Copy out exactly every line from the line containing "- Some more" until the records below end, inclusive of both boundary lines.

▸ Collected data entries:
-=-=-=-=-
PR #107, opened 2017-12-26
some more IMU config settings discussion

ronzeiller:
- Some more IMU config values needed for IMUMonitorPage, writing back to N2k bus and writing NMEA output for internal sensor, (if master nmea sentence is enabled)
- added tests 
- switched one of your false values to true to make it more like default KBox setup? (as we have now false for other values to test)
-=-=-=-=-
▸ Solution to this problem:
- Some more IMU config values needed for IMUMonitorPage, writing back to N2k bus and writing NMEA output for internal sensor, (if master nmea sentence is enabled)
- added tests 
- switched one of your false values to true to make it more like default KBox setup? (as we have now false for other values to test)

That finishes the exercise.